Martinez also cites an apparent pet theme of tax policy adjustment as a remedy, in this case the Social Security dilemma. I understand the IRS code contains 3.8 million words. And so, we need a couple of hundred thousand additional words to get it right? Inside-the-box nonthinking it seems to me when we should send the IRS code master copy to the international space station and toss it out the window.

Also brought to our attention is a constitutional duty (Article VI) to pay the nation's bills and obligations, which Martinez draws the Social Security program into. Just maybe this is a close call, as the Social Security program was a constitutional squeaker and FDR had to stack the Supreme Count to ensure its survival. Further, I wonder if the authors of the Constitution envisioned the nation paying its bills with debt. I rather doubt it.

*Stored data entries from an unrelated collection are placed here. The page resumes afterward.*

PR #241, opened 2019-04-03
[1205] request confirmation when running against Azure app

misaka:
### Context

When running against a remote app's db there is always the possibility that an unexpected result would be had should the wrong environment be targeted.

Require the user to enter in the correct `RAILS_ENV` for the application that is being targeted.

### DIFF
--- a/spec/lib/providers_spec.rb
+++ b/spec/lib/providers_spec.rb
@@ -1,0 +1,46 @@
+require 'spec_helper'
+load 'bin/mcb'
+
+describe 'mcb providers' do
+  describe '--webapp option' do
+    let(:app_config) do
+      {
+        'RAILS_ENV' => 'aztest'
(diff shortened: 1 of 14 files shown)


spec/lib/providers_spec.rb
```diff
@@ -0,0 +1,46 @@
...
+        $mcb.run(%w[providers --webapp=banana])
+      end
+    end
+
+    it 'configures the database' do
+      subject
+
+      expect(MCB::Azure).to have_received(:get_config).with('banana')
+      expect(MCB::Azure).to have_received(:configure_database)
+                              .with('banana', app_config: app_config)
```
tvararu: nice 🍌

defong: 🍌 🍌 🍌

The more engaging point in Martinez's piece is his discussion of Social Security's payments of promised obligations. Most, if not all critics and supporters of the program concentrate on the liability side of the ledger, the payout obligations, along with revenue streams (Social Security tax, and interest -- or current lack of -- from treasury bonds). I should like to point out that the asset side, U.S. Treasury notes and bonds held by the trust, is more at risk. Recall that U.S. Treasury obligations were once backed by gold, and not that long ago. When this failed, they were backed by the full faith and credit of the United States. Recently and currently, the obligations are backed by the Treasury's ability to find someone to buy them. An estimated 75 percent of which is currently being purchased by the Federal Reserve.

When one thinks this arrangement through, sustainability goes out the window. Add into the mix, as pointed out in the Wall Street Journal op-ed of last Nov. 26 written by former Congressmen Chris Cox and Bill Archer: "For the year ending Dec. 31, 2011, the annual accrued expense of Medicare and Social Security was $7 trillion." Regarding the aforementioned number, which is mind-numbing, if, as Martinez tells us, Social Security is self-sustaining and funded, then Medicare must be self-destructing.

And so I submit to you that the post-World War II economic/government/monetary model, Keynesianism, central planning, along with crony capitalism, comprehensively blew up in 2007-08. We remain in the early stages of the great re-depression. The question remains whether the asset side or the liability side of the federal budget, which must include Social Security, collapses first. Either way, Social Security is going bankrupt, whether it contributes to national debt or not.

Andrew Wahrenbrock of Bakersfield is an investment counselor. Another View presents a critical response to a previous editorial, column or news story.